Bell shrugged. “Adventuring already accumulates tons of Minipop. Don’t want to gather more than necessary.”

“Mini-what?”

“Minipop!” Iso said. “It’s like… a measurement her people use? For example, if you do something really dangerous, like fighting a strong monster, there is a certain possibility that you might die. It’s dangerous! So, they assign a number to it. ‘How likely am I to die from this activity?’ And they just accumulate that number over time, so they know how much risk they’ve taken in their life. On average, a jelly person will die when they’ve accumulated one million Minipop, or, in other words, one Pop!”

Bell shrugged. “It’s more useful than age, because age is somewhat meaningless to us. If I spend my entire life in bed, I’m very unlikely to die. Meanwhile, if I spend thirty years adventuring, I am very likely to die. So, when we talk about how much experience someone has, or how much more danger they might still live through statistically, we just give our age in Minipop instead. It also helps us avoid unnecessary risk and die needlessly early.”

Dema nodded, although by her expression she seemed to have some trouble keeping up. “So, how old are you?”

“About twenty.”

Dema blinked. “Twenty what?”

“Twenty Pop.”

Dema glanced to the others, unsure if she missed something. “Wait… but doesn’t that mean—”

“Yes. I should have popped twenty times over. That’s how dangerous being a hero is for us, and I’ve been doing it for quite a while. It’s just statistics, so there’s no guarantee you’ll die when you reach one Pop, and there’s no guarantee you won’t die after collecting your first Minipop.”

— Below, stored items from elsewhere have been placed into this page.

PR #20362, opened 2026-06-29
[Server] Fix determinePluralWord pluralizing a zero count as singular

### LINKED ISSUE #20361: [Server] determinePluralWord() returns the singular form for a count of zero
### Current Behavior
The helper `determinePluralWord(count int, word string) string` in [`server/handlers/component_generator_helper.go`]:

```go
func determinePluralWord(count int, word string) string {
	if count > 1 {                 // <-- should be: count != 1
		if strings.HasSuffix(word, "y") {
			return word[:len(word)-1] + "ies"
		} else if strings.HasSuffix(word, "s") {
			return word + "es"
		}
		return word + "s"
	}
	return word
}
```
Because the guard is `count > 1`, a count of **0** falls through and returns the **singular** form. In English a count of zero takes the plural ("0 components"), so the produced text is grammatically wrong:

### Expected Behavior
`determinePluralWord` should return the plural form for any count that is not exactly `1` (i.e. for `0` and for `>= 2`), matching standard English usage. The fix is a one-line operator change:

```go
	if count != 1 {
```

A small unit test covering `0`, `1`, `2`, and the `-y` / `-s` suffix branches should accompany the fix.

### Screenshots/Logs
```go
got := determinePluralWord(0, "component") // returns "component", want "components"
```

### Environment

- **Host OS:** OS-independent
- **Platform:** Docker or Kubernetes (server side logic, environment independent)
- **Meshery Server Version:** present on `master` 

Priyanshu6968:
**Notes for Reviewers**

- This PR fixes #20361


server/handlers/component_generator_helper.go
```diff
@@ -475,7 +475,7 @@ func ErrMsgContruct(response *models.RegistryAPIResponse) string {
 	return msg
 }
 func determinePluralWord(count int, word string) string {
-	if count > 1 {
+	if count != 1 {
```
leecalcote, line 478: What happens in the case of "" or null word?

When count = 0, the word is returned as-is?

Priyanshu6968: Go strings can't be nil, and every caller passes a literal ("component", "relationship", etc.), so "" never reaches this. If it did it returns "s" (no OOB ,  the word[:len-1] slice only runs in the HasSuffix "y" branch, which needs a non-empty word).
To answer second question ,No that was the bug. Old count > 1 returned it as-is ("0 component"), count != 1 now pluralizes i.e. "0 components". Only count == 1 returns as-is .

PR #20375, opened 2026-07-01
feat(events): Migrate event streaming from GraphQL to SSE

aabidsofi19:
Introduce a new HTTP handler `/api/system/events/subscribe`

**Notes for Reviewers**

- This PR fixes #


server/handlers/events_stream_handler.go
```diff
@@ -0,0 +1,104 @@
...
+
+	flusher, ok := w.(http.Flusher)
+	if !ok {
+		writeJSONError(w, "streaming unsupported", http.StatusInternalServerError)
+		return
+	}
+
+	// Subscribe before writing headers so events published between the request
+	// arriving and the stream being ready aren't dropped.
+	ch, unsubscribe := h.config.EventBroadcaster.Subscribe(user.ID)
```
leecalcote, line 53: **Silent event loss under burst: the broadcaster's `IsClosed` consumes the buffered event.**

This handler is now the primary consumer of `EventBroadcaster`. `Publish` (`server/models/event_broadcast.go:77`) guards each send with `if !utils.IsClosed(client)`, but `utils.IsClosed` (`server/helpers/utils/utils.go:151`) is a *destructive* non-blocking receive:

```go
select {
case <-ch: // succeeds when closed OR when a value is buffered
    return true
default:
}
return false
```

The subscription channel has capacity 1 (`event_broadcast.go:26`). If event A is still buffered when event B is published for the same user, `IsClosed(ch)` drains A and returns `true`, so `Publish` skips B - **both A and B never reach the SSE client**. Reachable whenever events are emitted in quick succession to one user (e.g. `design_import.go` publishes 6+ in a row) or when the client is slow to drain.

The fix belongs in the broadcaster: replace the `IsClosed`-then-send with a non-blocking send under the per-client mutex (`select { case client <- data: default: }`) so a full/closed channel is handled without consuming buffered data. Flagging here because the migration makes this handler depend on it.

server/handlers/events_stream_handler.go
```diff
@@ -0,0 +1,104 @@
...
+	defer unsubscribe()
```
leecalcote, line 54: **`defer unsubscribe()` can crash the server: send on a closed channel.**

`unsubscribe` closes the subscription channel (`event_broadcast.go:54`) while holding `client.mu`, but `Publish` reads `listeners` and sends **without** that lock (`event_broadcast.go:76-80`):

1. A publisher goroutine (`go h.config.EventBroadcaster.Publish(userID, ...)`) snapshots `listeners` and passes the `IsClosed` check.
2. This request's context is cancelled; the handler returns and `defer unsubscribe()` closes the channel.
3. The publisher runs `client <- data` on the now-closed channel -> **panic**, unrecovered, taking down the process.

The old GraphQL resolver had the same `unsubscribe()`-on-`ctx.Done()` shape, so this is pre-existing, but the SSE handler makes it the live path. Safest fix is in the broadcaster: perform the send under `client.mu` (non-blocking) so close and send are mutually exclusive, or `recover()` around the send loop.

server/handlers/events_stream_handler.go
```diff
@@ -0,0 +1,104 @@
...
+				event = &e
+			default:
+				continue
+			}
+			payload, err := json.Marshal(event)
+			if err != nil {
+				h.log.Error(models.ErrMarshal(err, "event"))
+				continue
+			}
+			if _, err := fmt.Fprintf(w, "data: %s\n\n", payload); err != nil {
```
leecalcote, line 104: **A connected-but-not-reading client pins this goroutine and backs up the user's event pipeline.**

`fmt.Fprintf(w, ...)` blocks on TCP backpressure when the peer stops reading (a slowloris-style client, or a stalled tab). The read loop is a single goroutine, so a blocked write means `ch` is never drained; the capacity-1 channel fills and every subsequent `go Publish(userID, ...)` blocks on the send (and can silently drop events per the note above). Genuine disconnects are covered by `ctx.Done()`, but a peer holding the socket open without reading is not.

Consider bounding the write - e.g. a per-write deadline via `http.NewResponseController(w).SetWriteDeadline(...)` (Go 1.20+) and returning on timeout - so one stuck client can't wedge that user's stream.

ui/lib/eventsSubscription.ts
```diff
@@ -0,0 +1,50 @@
...
+    } catch (error) {
+      console.error('[EventsSubscription] Failed to parse event', error, message.data);
+    }
+  };
+
+  source.onerror = (error) => {
+    // EventSource silently auto-reconnects while readyState is CONNECTING (0).
+    // Only surface the error when the browser has permanently closed the stream
+    // (CLOSED = 2) so the caller can decide whether to re-subscribe.
+    if (source.readyState === EventSource.CLOSED) {
```
leecalcote: **Permanent errors trigger an un-backed-off reconnect storm.**

`onError` fires only when `readyState === CLOSED`, which is exactly the *non-recoverable* case (server returned 401/500, or a redirect to a non-`text/event-stream` page) - EventSource does not auto-retry those. `operationsCenter.ts:95` handles the resulting `ERROR_OCCURRED_IN_SUBSCRIPTION` with `actions: [stopChild('subscriptionActor'), 'spawnSubscriptionActor']` (no delay), immediately opening a fresh `EventSource` that hits the same permanent error, and so on. This bypasses EventSource's built-in ~3s reconnect delay and turns a session expiry into a tight request loop against `/api/system/events/subscribe`.

Suggest bounded backoff before respawn - e.g. route the error through a transient `reconnecting` state with `after: { RECONNECT_DELAY: { target: 'idle', actions: 'spawnSubscriptionActor' } }` - and update the `respawns ... on ERROR_OCCURRED_IN_SUBSCRIPTION` test to drive fake timers. Transient drops already reconnect natively (readyState CONNECTING), so only the permanent-error path needs this.

server/router/server.go
```diff
@@ -137,6 +137,9 @@ func NewRouter(_ context.Context, h models.HandlerInterface, port int, g http.Ha
 		// This will be changed to /api/events once the UI is compeltely updated to use new events and SSE is tunred off, otherwise existing events will break.
 	gMux.Handle("/api/system/events", h.ProviderMiddleware(h.AuthMiddleware(h.SessionInjectorMiddleware(h.GetAllEvents), models.ProviderAuth))).
 		Methods("GET")
+	// SSE stream of live events; replaces the subscribeEvents GraphQL subscription.
+	gMux.Handle("/api/system/events/subscribe", h.ProviderMiddleware(h.AuthMiddleware(h.SessionInjectorMiddleware(h.SubscribeEventsHandler), models.ProviderAuth))).
```
leecalcote, line 141: **New public endpoint needs docs.** `AGENTS.md` requires 'New features need docs' / 'Documentation Is Part of the Change'. `/api/system/events/subscribe` is a new user-facing SSE endpoint but isn't reflected in `docs/data/openapi.yml` (which documents the sibling `/events` routes) or the events API docs. Please add it in this PR - at minimum a path entry noting the `text/event-stream` response and that it replaces the `subscribeEvents` GraphQL subscription.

“Still, like, statistically speaking,” Isobel started, “Like… Sure, outliers exist, but it’s very unlikely to be that far outside…”

“I suppose I’m lucky. Plus, I’m using standard Minipop estimations and measurements, but I’m a [Barrier-Mage]. Makes me a lot more resistant, so those values are exaggerated when applied to me.”

“Damn!” Dema let out. “Didn’t know you were so old. Thought you were, like, a baby!”

“Oh, yeah, I’m old. I’ve probably collected an entire Pop just by confronting you. Meeting the Ancient Evil with intent to kill, not something one is expected to survive. Reduced my lifespan by a thousand years, probably.”

“Not how statistics work!” Isobel interjected cheerfully.

“I know, I know,” Bell said, rolling her eyes. “We just treat it that way, because functionally, it results in the same.”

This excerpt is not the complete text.